§ Records for the exercise
+===+
PR #1255, opened 2026-07-26
`lute format`: CLI scaffolding

jkelaty-rbx:
This PR implements a minimal CLI surface for `lute format` which is currently implemented as a no-op.

The "format" implementation is stubbed as a no-op for now.


tests/cli/format.test.luau
```diff
@@ -0,0 +1,122 @@
...
+		assert.eq(result.exitcode, 0)
+		assert.strContains(result.stdout, "of 1 file(s)")
+
+		fs.removeDirectory(dir, { recursive = true })
+	end)
+
+	suite:case("leaves a file byte-identical when the formatter reports no change", function(assert)
+		local dir = makeDir("format_noop")
+		local source = "local   x=1\nprint(  x  )\n"
+		local target = writeFile(childPath(dir, "messy.luau"), source)
```
skberkeley: i'm not a huge fan of this, it's not obvious looking at this line that `writeFile` is returning the result of `childPath`, and someone new working on this file might not know to use this pattern

tests/cli/format.test.luau
```diff
@@ -0,0 +1,122 @@
...
+
+	suite:case("errors when a path holds no Luau files", function(assert)
+		local dir = makeDir("format_empty")
+		writeFile(childPath(dir, "notes.txt"), "not luau\n")
+
+		local result = process.run({ lutePath, "format", dir })
+		assert.eq(result.exitcode, 1)
+		assert.strContains(result.stdout, "no Luau files found")
+
+		fs.removeDirectory(dir, { recursive = true })
```
skberkeley: can we use `case:beforeEach` and `case:afterEach` to handle creating and tearing down a test directory instead? `afterEach` has the guarantee that it'll run even if the test case itself errors, whereas here `fs.removeDirectory` won't run if any of the asserts fail

tests/cli/format.test.luau
```diff
@@ -0,0 +1,122 @@
...
+	end)
+
+	suite:case("accepts -c as an alias for --check", function(assert)
+		local dir = makeDir("format_alias")
+		local target = writeFile(childPath(dir, "clean.luau"), "local x = 1\n")
+
+		local result = process.run({ lutePath, "format", "-c", target })
+		assert.eq(result.exitcode, 0)
```
skberkeley: can you leave a todo noting that this test should be updated once `--check` isn't a no-op?

lute/cli/src/climain.cpp
skberkeley, line 1: Can you note that `lute format` is experimental or in beta or something until it's actually implemented?

lute/cli/commands/format/init.luau
```diff
@@ -0,0 +1,105 @@
+local cli = require("@batteries/cli")
+local fs = require("@std/fs")
+local path = require("@std/path")
+local process = require("@std/process")
+
+local files = require("./lib/files")
+
+local HELP_MESSAGE = [[Usage: lute format [options] [files...]
```
skberkeley: did you try using `cli.help` to generate the help message?

tests/cli/format.test.luau
skberkeley, line 1: can you also add a test checking that the contents of a `.gitignore` file are respected?

lute/cli/commands/format/init.luau
```diff
@@ -0,0 +1,105 @@
...
+		print(HELP_MESSAGE)
+		return
+	end
+
+	local check = args:has("check")
+	local verbose = args:has("verbose")
+
+	local inputPaths = args:variadics()
+	if #inputPaths == 0 then
+		inputPaths = { path.format(process.cwd()) }
```
skberkeley: is there a reason why we format here if we're formatting later anyway?

lute/cli/commands/format/init.luau
```diff
@@ -0,0 +1,105 @@
...
+			continue
+		end
+
+		local ok, formatted = pcall(formatSource, source :: string)
+		if not ok then
+			table.insert(failed, `{target}: {formatted}`)
+			continue
+		end
+
+		if formatted ~= source then
```
skberkeley, line 76: this comparison seems potentially expensive, maybe `formatSource` should return a bool as well indicating whether the source was modified?

lute/cli/commands/format/init.luau
```diff
@@ -0,0 +1,105 @@
...
+	end
+
+	local sourceFiles = files.getSourceFiles(inputPaths, verbose)
+	if #sourceFiles == 0 then
+		print("Error: no Luau files found")
+		process.exit(1)
+	end
+
+	local failed: { string } = {}
+	local unformatted: { string } = {}
```
skberkeley: could you give this a better name? if i'm reading this correctly, this contains files that are formatted if we're not in check mode

lute/cli/commands/format/init.luau
```diff
@@ -0,0 +1,105 @@
...
+			if #unformatted == 0 then
+				print(`All {#sourceFiles} file(s) are formatted.`)
+			else
+				print(`Checked {#sourceFiles} file(s)`)
+				print(`{#unformatted} file(s) were not formatted`)
+			end
+		else
+			print(`Formatted {#unformatted} of {#sourceFiles} file(s).`)
+		end
+	end
```
skberkeley, line 98:
```suggestion
	if verbose then
		if check then
			print(`Checked {#sourceFiles} file(s).`)
			if #unformatted == 0 then
				print(`All {#sourceFiles} file(s) were formatted properly.`)
			else
				print(`{#unformatted} file(s) were not formatted properly.`)
			end
		else
			print(`Formatted {#unformatted} of {#sourceFiles} file(s).`)
		end
	end
```

lute/cli/commands/format/init.luau
```diff
@@ -0,0 +1,105 @@
...
+
+	if check and #unformatted > 0 then
+		print(`\n{#unformatted} file(s) not formatted:\n{table.concat(unformatted, "\n")}`)
```
skberkeley:
```suggestion
		print(`\n{#unformatted} file(s) not formatted:\n\t- {table.concat(unformatted, "\n\t- ")}`)
```
i think this should present as a bulleted list?

tests/cli/format.test.luau
```diff
@@ -0,0 +1,122 @@
...
+		local dir = makeDir("format_walk")
+		fs.createDirectory(childPath(dir, "nested"))
+		writeFile(childPath(dir, "top.luau"), "local x = 1\n")
+		writeFile(childPath(childPath(dir, "nested"), "deep.luau"), "local y = 2\n")
+		writeFile(childPath(dir, "ignored.txt"), "not luau\n")
+
+		local result = process.run({ lutePath, "format", "--verbose", dir })
+		assert.eq(result.exitcode, 0)
+		-- The count proves the walk descended into `nested` and skipped the .txt.
+		assert.strContains(result.stdout, "of 2 file(s)")
```
skberkeley: This comment is misleading, can you print `Trying to format <filename>` under verbose mode and check that instead?

skberkeley (changes requested):
thanks for taking a run at this, i'm excited to see `lute format` take shape!

Vighnesh-V:
@jkelaty-rbx Would you be able to convert these tests to snapshot tests instead? Testing cli commands (and updating their output in tests) in a fast changing repo can be a bit of the pain, and if you take the time to set this up now, it'll probably make testing later much easier. It also makes changes a lot easier to review because we can diff actual .luau artifacts. You might have to write yourself a little test harness, but once you've done that, it'll make the rest of testing much faster. There are some examples of these tests for the lints, and you can run `lute test snapshots` to run all of them.

lute/cli/commands/format/init.luau
jkelaty-rbx: I think this should be O(1) for any string size due to luau's string interning

lute/cli/commands/format/init.luau
jkelaty-rbx: Not particularly, I removed the extra format

lute/cli/commands/format/init.luau
jkelaty-rbx: Updated to use cli.help/usage

batteries/cli.luau
skberkeley, line 1: Can I ask that you split these changes out into a separate PR?

lute/cli/commands/format/format.luau
```diff
@@ -0,0 +1,10 @@
+local stringext = require("@std/stringext")
+
+local function formatSource(source: string): string
+	local trimmed = stringext.trim(source)
+	return if trimmed == "" then trimmed else `{trimmed}\n`
```
skberkeley: Wasn't this a no-op before? I'd prefer keeping it that way if this PR is just the scaffolding for the command

lute/cli/commands/format/init.luau
```diff
@@ -0,0 +1,157 @@
...
+local configs = require("./lib/configs")
+local files = require("./lib/files")
+local parseIgnores = require("./lib/parseIgnores")
+
+local DESCRIPTION = [[
+
+Format Luau source files. Experimental: formatting is still under development, and its output will change.
+]]
+
+local function findConfiguredIgnores(): parseIgnores.GitignoreData?
```
skberkeley: this and `filterIgnored` seem like they could go in `commands/lib` somewhere

lute/cli/commands/format/init.luau
```diff
@@ -0,0 +1,157 @@
...
+	for _, sourcePath in sourceFiles do
+		local target = path.format(sourcePath)
+
+		if verbose then
+			print(`Trying to format {target}`)
+		end
+
+		local read, source = pcall(fs.readFileToString, sourcePath)
+		if not read then
+			table.insert(failed, `{target}: {source}`)
```
skberkeley, line 63:
```suggestion
            if verbose then
                print(`Read of {target} failed`)
            end
			table.insert(failed, `{target}: {source}`)
```
just to make potential debugging easier

lute/cli/commands/lib/configs.luau
```diff
@@ -0,0 +1,38 @@
...
+			end
+		end
+
+		return nil :: any, nil :: any
+	end
+end
+
+return {
+	walkConfigPaths = walkConfigPaths,
+}
```
skberkeley: could you do:
```
local configLib = {}
function configLib.walkConfigPaths ...
return table.freeze(configLib)
```
It makes it easier to tell what the export surface of the file is, especially as it grows

lute/cli/commands/format/format.luau
jkelaty-rbx: If this is a no-op then I cannot meaningfully test some parts of the scaffolding, such as --check mode

batteries/cli.luau
jkelaty-rbx: I can but for what purpose?

skberkeley: They could exist independently of your other changes and limiting the scope of the PR makes it easier to review

jkelaty-rbx: https://github.com/luau-lang/lute/pull/1281

.github/workflows/ci.yml
```diff
@@ -206,6 +206,9 @@ jobs:
       - name: Run Lute Lint
         run: ${{ steps.build_lute.outputs.exe_path }} lint -v .
 
+      - name: Run Lute Format
+        run: ${{ steps.build_lute.outputs.exe_path }} format -c -v .
+
```
skberkeley: nit: this might make more sense as its own job

lute/cli/commands/format/init.luau
```diff
@@ -0,0 +1,113 @@
...
+		print(args:usage("lute format"))
+		print(DESCRIPTION)
+		print(args:help())
+		return
+	end
+
+	const check = args:has("check")
+	const verbose = args:has("verbose")
+
+	local inputPaths = args:variadics()
```
skberkeley, line 34: do we need to freeze `args:variadics()`?

lute/cli/commands/lib/configs.luau
```diff
@@ -0,0 +1,77 @@
...
+function configLib.walkConfigPaths(startDir: string?): () -> (string, { [any]: any })
+	local current = path.format(path.normalize(startDir or process.cwd()))
+
+	return function(): (string, { [any]: any })
+		while current do
+			const candidate = path.format(path.join(current, ".config.luau"))
+
+			const parent = path.format(path.dirname(current))
+			if parent == current then
+				current = nil
```
skberkeley, line 19: does this only happen if we've hit the root, or are there other cases?

lute/cli/commands/lib/configs.luau
```diff
@@ -0,0 +1,77 @@
...
+		elseif typeof(luteConfig) ~= "table" then
+			error(`{configPath}: lute must be a table`, 0)
+		end
+
+		const commandConfig = luteConfig[command]
+		if commandConfig == nil then
+			continue
+		elseif typeof(commandConfig) ~= "table" then
+			error(`{configPath}: lute.{command} must be a table`, 0)
+		end
```
skberkeley, line 54: @wmccrthy fyi

tests/cli/format.test.luau
skberkeley, line 1: I might be misreading, but is there duplication between some of the tests here and the snapshot tests?

lute/cli/commands/format/init.luau
jkelaty-rbx: I feel like freezing probably should happen at the producer (inside cli.luau) not at the consumer

jkelaty-rbx: I don't think we need to scope any more cli changes in this PR

lute/cli/commands/lib/configs.luau
jkelaty-rbx: This can happen if there are no `.config.luau` files in the cwd's hierarchy

jkelaty-rbx:
@skberkeley can this be approved? I didn't see any comments that would justify not approving this PR

skberkeley (approved):

lute/cli/commands/lib/configs.luau
wmccrthy: thx for the notice, I think this should be perfectly compatible with the existing lint config structure. I also see we're not using this module yet in the lute lint code, which seems like the right call and easier to address + review in a follow up

wizhao96:
sorry this is my flaky test :( just feel free to re-run

tests/cli/format.test.luau
jkelaty-rbx: I don't think there's much duplication. I see at least the `--check` exit code is tested in both the suite and the unformatted snapshot, but the snapshot is there for the (verbose) stdout, and the suite case is there to assert the file isn't rewritten, so they technically test for different properties

jkelaty-rbx: The `lute format --help` snapshot is also different from the the top-level `lute --help` that's in this file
+===+
§ Your instructions
Which of the lines in the material above contain "using"? Copy each one out.

§ Problem solution
skberkeley: did you try using `cli.help` to generate the help message?
wmccrthy: thx for the notice, I think this should be perfectly compatible with the existing lint config structure. I also see we're not using this module yet in the lute lint code, which seems like the right call and easier to address + review in a follow up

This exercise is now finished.